If you are running a docker container, check the remote machine ip addresss this way:
user> ^P ^Q to "detach" from the docker while leaving the container running ( 'docker attach foo' will put you back in the container)
docker inspect foo to find the IPAddress that the container is using
You need an ssh tunnel from you local machine to the IP and port that jupyter is running on. Let's say the docker is using 172.17.0.5:8889 (we specified the port when we ran jupyter), then you need a tunnel from some local port (for example 7775) to 172.17.0.5:8889. Once you have the tunnel set up, you can point your browser to: localhost:7775, and whalah, you can open the notebooks and run them.
If you are running on HPC research nodes (eg node022) the remote end of the ssh tunnel would look like node002:8889 where 8889 was specified when you ran jupyter.
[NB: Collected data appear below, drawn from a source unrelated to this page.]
PR #212, opened 2022-09-14
Hotfix/helm

uberscott:
fixed issue where helm chart was not supporting multiple upgrades.   (not tested in github actions until we merge)


ra0x3 (approved):
With https://github.com/FuelLabs/fuel-indexer/pull/213 passing env vars in the start command should work now

```bash
POSTGRES_PASSWORD=foo ./fuel-indexer --other-arg
```

.gitignore
```diff
@@ -8,3 +8,5 @@ docs/book/
 *.db
 *.db*
 
+
+.idea
```
Voxelot, line 12: typically @adlerjohn has wanted us to avoid ide specific settings in the shared .gitignore, and for ppl to update their local `.git/info/exclude` instead.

Your local port number for the tunnel is whatever you set it to.
If you don't want to wait for the Descript pre-trained models to download every time (see the top of any of the notebooks), you can download the models and load them locally and point the model_path to the file. To download them, run wget at a commandline prompt:
wget https://github.com/descriptinc/descript-audio-codec/releases/download/0.0.5/weights_16khz.pth
see dac/utils/init.py for other models using other sample rates.
These notebooks were all built just to explore the DAC API, examine the embeddings (z) and the latents (the 8D vectors that get quantized), compare the in-code coding/decoding to the comman line coding/decoding, etc.
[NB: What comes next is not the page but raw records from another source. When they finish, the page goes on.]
PR #1225, opened 2023-08-08
enhancement: Update --replace-indexer and add --remove-data V2

lostman:
### Description

A redo of https://github.com/FuelLabs/fuel-indexer/pull/1146 but with the kill notification mechanism removed.

#### This PR adds an automatic CI test:

https://github.com/FuelLabs/fuel-indexer/pull/1225/files#diff-61710fa718a25e0e49156f4ac2682a97e9eb0d9fb5cb5316f09f924dde896982R307

#### Manual testing:

1. Start the `fuel-indexer`:

```
cargo run -p fuel-indexer -- run --run-migrations --fuel-node-host beta-3.fuel.network --fuel-node-port 80
```

2. Deploy an indexer:

```
cargo run --release -p forc-index -- deploy --path examples/fuel-explorer/fuel-explorer
```

Expected result: indexer processing blocks.

3. Redeploy an indexer, and keep the data:

```
cargo run --release -p forc-index -- deploy --path examples/fuel-explorer/fuel-explorer --replace-indexer
```

Expected result: indexer is replaced, and it resumes from where `fuel-explorer` left off:

```
INFO fuel_indexer::service: 397: Resuming Indexer(fuellabs.explorer) from block 1760
```

4. Redeploy an indexer, and remove the data:

```
cargo run --release -p forc-index -- deploy --path examples/fuel-explorer/fuel-explorer --replace-indexer --remove-data
```

Expected result: the indexer restarts from block 1:

```
INFO fuel_indexer::service: 397: Resuming Indexer(fuellabs.explorer) from block 1
```

5. Modify the schema, and attempt to redeploy the indexer without removing the data:

```
echo "type Ty { id: ID! }" >> examples/fuel-explorer/fuel-explorer/schema/fuel_explorer.schema.graphql 
```

```
chmod +x ./scripts/utils/build_modules.bash && ./scripts/utils/build_modules.bash
```

```
cargo run --release -p forc-index -- deploy --path examples/fuel-explorer/fuel-explorer --replace-indexer
```

Expected result: an error:

```
▹▹▹▹ 🚀 Deploying...
{
  "details": "Conflict: Indexer(fuel.explorer)'s schema has changed. Use --remove-data to replace the indexer.",
  "success": "false"
}
```

6. Redeploy the modified indexer and remove old data:

```
cargo run --release -p forc-index -- deploy --path examples/fuel-explorer/fuel-explorer --replace-indexer
```

Expected result: indexer restarts from block 1.

```
INFO fuel_indexer::service: 397: Resuming Indexer(fuellabs.explorer) from block 1
```

### Changelog
- Instead of the kill notification mechanism and removing/restarting the indexer in a single request, in this PR, `forc index deploy` first issues the `remove` command and then deploys the indexer as a separate command.
- The indexer commits no data when the kill switch is flipped on—it reverts the transaction. This is done in `handle_events`, which now takes `Arc<AtomicBool>`. This allows the indexer to shutdown gracefully and prevents any data from entering the DB after the tables have been removed and recreated for the replacement indexer.

Thoughts?


packages/fuel-indexer-tests/tests/indexing_postgres.rs
```diff
@@ -595,3 +598,103 @@ async fn test_index_sway_enums() {
     assert_eq!(row.get::<&str, usize>(1), EXPECTED_CONTRACT_ID);
     assert_eq!(row.get::<BigDecimal, usize>(2).to_u64().unwrap(), 0);
 }
+
+#[actix_web::test]
+async fn test_replacing_an_indexer_and_keeping_or_removing_data() {
```
ra0x3: @lostman 
- This is a web server test (related to uploading/deploying indexers), not a test related to indexing data (triggering events, indexing the data)
- So we should move this to web_api_postgres.rs (I think that's the name of the module)

ra0x3:
Sorry for the conflicts @lostman. I'm reviewing this now. Aiming to merge tomorrow 👌🏽

lostman:
@ra0x3, no worries. I'll fix the conflicts in the meantime.

ra0x3:
@lostman 
- The testing steps (in both this PR and the linked PR) are unclear.
- You've added two options in this PR
- What is the expected result after running each option?

packages/fuel-indexer-api-server/src/uses.rs
```diff
@@ -208,132 +212,181 @@ pub(crate) async fn register_indexer_assets(
...
-            "assets": assets,
-        })));
+    Ok(assets)
+}
+
+// This function parses the `Multipart` struct set to the deploy indexer
+// endpoint. It extracts the `bool` value indicating whether to replace an
+// indexer if it already exists, and extracts the indexer assets: manifest,
+// schema, and the WASM module.
+async fn parse_register_indexer_multipart(
```
ra0x3, line 369: 👌🏽

packages/fuel-indexer-api-server/src/uses.rs
```diff
@@ -208,132 +212,181 @@ pub(crate) async fn register_indexer_assets(
...
+    while let Ok(Some(field)) = multipart.next_field().await {
+        let name = field.name().unwrap_or("").to_string();
+        let data = field.bytes().await.unwrap_or_default();
+        match name.as_str() {
+            "replace_indexer" => {
+                replace_indexer = std::str::from_utf8(&data.to_owned())
+                    .map_err(|e| ApiError::OtherError(e.to_string()))?
+                    .parse::<bool>()
+                    .map_err(|e| ApiError::OtherError(e.to_string()))?;
+                continue;
```
ra0x3: Do we need this `continue` ?

packages/fuel-indexer-api-server/src/uses.rs
```diff
@@ -208,132 +212,181 @@ pub(crate) async fn register_indexer_assets(
...
-                                    return Err(e.into());
-                                }
-                            }
-                        }
-                    }
-                }
-                Err(e) => {
-                    let _res = queries::revert_transaction(&mut conn).await?;
-                    return Err(e.into());
+#[allow(clippy::too_many_arguments)]
```
ra0x3, line 262: - Let's remove this `#[allow(clippy::too_many_arguments)]` and adjust the code so that we don't need it 
- `namespace`, `identifier`, and `pubkey` are all a part of `RegisteredIndexer`
- `register_indexer_assets_transaction` fetches the `indexer_id` but you could adjust this to fetch the `RegisteredIndexer` using `namespace` and `identifier` via `get_indexer`

packages/fuel-indexer-api-server/src/uses.rs
```diff
@@ -208,132 +212,181 @@ pub(crate) async fn register_indexer_assets(
...
+
+    // If the indexer already exists, check that the schema has not changed.
+    if let Ok(indexer_id) = indexer_id {
+        for (asset_type, data) in asset_bytes.iter() {
+            if *asset_type == IndexerAssetType::Schema {
+                // The schema must be the same. This query returns an asset
+                // if the bytes match. If it returns None (and the indexer
+                // exists), it means that its schema is different.
+                let schema = GraphQLSchema::from(data.to_vec());
+                if queries::asset_already_exists(
```
ra0x3, line 292: - Not really a comment for this PR per-se
- But I (just now) confirmed that `asset_already_exists`'s `digest` resolves to the same hash as `GraphQLSchema.version()` (even though we're using we're using slightly different means of calculating the hash, which we should update/fix in https://github.com/FuelLabs/fuel-indexer/issues/1227

packages/fuel-indexer-api-server/src/uses.rs
```diff
@@ -208,132 +212,181 @@ pub(crate) async fn register_indexer_assets(
...
+                    conn,
+                    &IndexerAssetType::Schema,
+                    &(&schema).into(),
+                    &indexer_id,
+                )
+                .await?
+                .is_none()
+                {
+                    return Err(ApiError::Http(HttpError::Conflict(format!(
```
ra0x3, line 301: 👌🏽

packages/fuel-indexer-api-server/src/uses.rs
```diff
@@ -208,132 +212,181 @@ pub(crate) async fn register_indexer_assets(
...
+                            "Indexer({namespace}.{identifier})'s schema has changed. Use --replace-indexer --remove-data to replace the indexer and the indexed data."
+                        ))));
                 }
             }
         }
+    }
 
-        queries::commit_transaction(&mut conn).await?;
+    if !config.replace_indexer && replace_indexer {
+        error!("Failed to replace Indexer({namespace}.{identifier}): replacing an indexer is not enabled.");
```
ra0x3, line 310: 👌🏽

packages/fuel-indexer-api-server/src/uses.rs
```diff
@@ -208,132 +212,181 @@ pub(crate) async fn register_indexer_assets(
...
+                    conn,
+                    namespace,
+                    identifier,
+                    (&schema).into(),
+                    IndexerAssetType::Schema,
+                    Some(pubkey),
+                )
+                .await?;
+
+                let schema =
```
ra0x3: Don't we already have the `GraphQLSchema` on line 327?

packages/fuel-indexer-tests/tests/web_server.rs
```diff
@@ -296,3 +302,103 @@ async fn test_querying_sql_endpoint_when_sql_is_enabled_returns_error_for_non_su
 
     server.abort();
 }
+
+#[actix_web::test]
+async fn test_replacing_an_indexer_and_keeping_or_removing_data() {
```
ra0x3, line 307: Nice clean test 👌🏽

packages/fuel-indexer/src/database.rs
```diff
@@ -235,10 +235,7 @@ Do your WASM modules need to be rebuilt?
                 .entry(column.type_id)
                 .or_insert_with(|| table.to_string());
 
-            let columns = self
-                .schema
-                .entry(table.to_string())
-                .or_insert_with(Vec::new);
+            let columns = self.schema.entry(table.to_string()).or_default();
```
ra0x3, line 234: 👌🏽

plugins/forc-index/src/ops/forc_index_deploy.rs
```diff
@@ -41,6 +43,19 @@ pub async fn init(command: DeployCommand) -> anyhow::Result<()> {
         })?;
     }
 
+    // If we are replacing an indexer but not removing data, there is no need to
+    // issuer remove command. Ordinary reload is enough.
```
ra0x3:
```suggestion
    // issue a remove command. Ordinary reload is enough.
```

plugins/forc-index/src/ops/forc_index_deploy.rs
```diff
@@ -41,6 +43,19 @@ pub async fn init(command: DeployCommand) -> anyhow::Result<()> {
...
+    if replace_indexer && remove_data {
```
ra0x3, line 48: - This here is the reason I don't think we _really_ need the complexity of a `kill_switch` in `handle_events`.
- A three second wait here would be more than enough time for the tokio task to stop 
  - Just now testing on my machine on origin/develop - the explorer never takes more than 2 seconds to stop after calling `forc index remove`
  - Remember `forc index deploy` is literally a deployment (it posts assets, registers them in the DB, creates a new task, starts that task -- it does a lot)
    - An additional small delay will not disrupt any UX here (especially if it means less complexity elsewhere)

ra0x3 (changes requested):
@lostman 
- Looks mostly ok thanks for getting back to this
- The only part I'm skeptical about is the change to `handle_events`
  - There are not details in the description (or anywhere else) that prove how passing a `kill_switch` to `handle_events` helps here
    - IMO, what you added on line 48 of `forc_index_deploy.rs` removes the need for this complexity 
- This work produced an issue in production last time, so that's the reason the review is more strict this time

plugins/forc-index/src/ops/forc_index_deploy.rs
lostman: @ra0x3, It is possible for the remove and the deploy commands to execute, thus cleaning up the database and recreating the tables while the indexer is doing something. The indexer then finishes and commits the transaction, putting the data into newly created tables.

Why should we allow this possibility at all?

The `kill_switch` is already there in `run_executor.` All we need to do is to pass it to `handle_events` and abort the transaction. This gives us a clean and reliable behavior: no data is written to the DB after the kill switch has been flipped.

Currently, it can go either way—the indexer may write some data and then stop, or it may stop without writing any more data.

We could **also** add **early indexer termination**: since the kill switch is just an `AtomicBool,` we could check it each time `put_object` or `get_object` are called and terminate the (WASM) indexer then and there. That would be only slightly more complex but would have the benefit of clear and reliable behavior.

ra0x3: @lostman 👌🏽

packages/fuel-indexer-api-server/src/uses.rs
lostman: `get_indexer` still needs `namespace` and `identifier`, so we only save `pubkey` as an argument.

This would avoid the clippy warning, but it isn't worth doing (this is a rather dubious warning).

We should use the `pubkey` we have in the API request, instead of fetching it from the DB. They should be the same, but still—it feels off.

Moreover, `get_indexer` returns a `Result<Option>`, so the unwrapping code gets more complicated. All of this is minor, but definitely not worth doing to avoid a clippy warning.

ra0x3 (changes requested):
It works! 🏅 

Notes after manual testing

- Testing steps Fuel host needs to be updated to beta-4.fuel.network
- I noticed that I don't need to `--replace-indexer` when I `forc index deploy` in order for the indexer to be replaced
  - This PR should require that I include `--replace-indexer` if my intention is to replace the indexer
    - If I `forc index deploy` an existing indexer without `--replace-indexer` I should receive a 409 conflict error
    - **This is my only feedback from manual testing**
- When using `forc index deploy` with `--replace-indexer --remove-data`, my indexer is replaced and the data is removed 👍🏽 
  - However I do notice a lot of these logs
  - Log spam isn't the end of the world but might be a UX issue down the road (no biggie for now)

```
2023-08-29T14:02:35.598665Z ERROR fuel_indexer::database: 175: Failed to put_object: Database(PgDatabaseError { severity: Error, code: "25P02", message: "current transaction is aborted, commands ignored until end of transaction block", detail: None, hint: None, position: None, where: None, schema: None, table: None, column: None, data_type: None, constraint: None, file: Some("postgres.c"), line: Some(1438), routine: Some("exec_parse_message") })
```

lostman:
@ra0x3, my latest commit addresses the missing check for `--replace-indexer` flag from the CLI.

As for the log spam, once @deekerno adds return codes, I plan to use the kill switch to do proper early termination in WASM. This way, we won't be getting any of these errors.

ra0x3 (approved):

ra0x3:
Given how long this has been outstanding, gonna go ahead and merge it so that it doesn't hang around any longer. Thanks @lostman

- ClampExperiment.ipynb - For checking the clamping and rescaling of vectors we sometimes need to do. Also has a nice disiplay of the distribution of vector values.
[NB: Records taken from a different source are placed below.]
PR #1234, opened 2023-08-09
fix: clean up WasmArg immediately after call to WASM

lostman:
### Description

This PR moves the `WasmArg` cleanup immediately after the call to the WASM module.

It occurred to me that `handle_events` might return an error without cleanup–hence skipping dealloc.

This may be related to the memory leak.

### Testing steps

CI testing.

### Changelog

- move the `WasmArg` cleanup


lostman:
Closing in favor of https://github.com/FuelLabs/fuel-indexer/pull/1245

- DACCodecbookTests16.ipynb - testing the difference that the number of codebooks make for 16kHz sample rate sounds
- DACCodebookTest44 - testing the difference that the number of codebooks make for 44kHz sample rate sounds
- dacfiles.ipynb - exploring dataloading of dac files
- MorphProjectedLatents.ipyng - morphing in the space of the 8D pre-quantized latent space
- morphZ.ipynb - morphing in the 1024D z-space (prior to the projection to 8D)
- MyEncode_Folder - encoding exploration
- MyEncode_vs_Compress.ipynb - compares programmatic coding to command-line coding (which create files that differ, unfortunately!)
- perturb16.ipynb - testing what adding a little noise to codebook codes does to the audio
- randomcodes16.ipynb - what do random codes sound like, anyway?
- randomcodes44.ipynb - and does that say anything about the codec biases?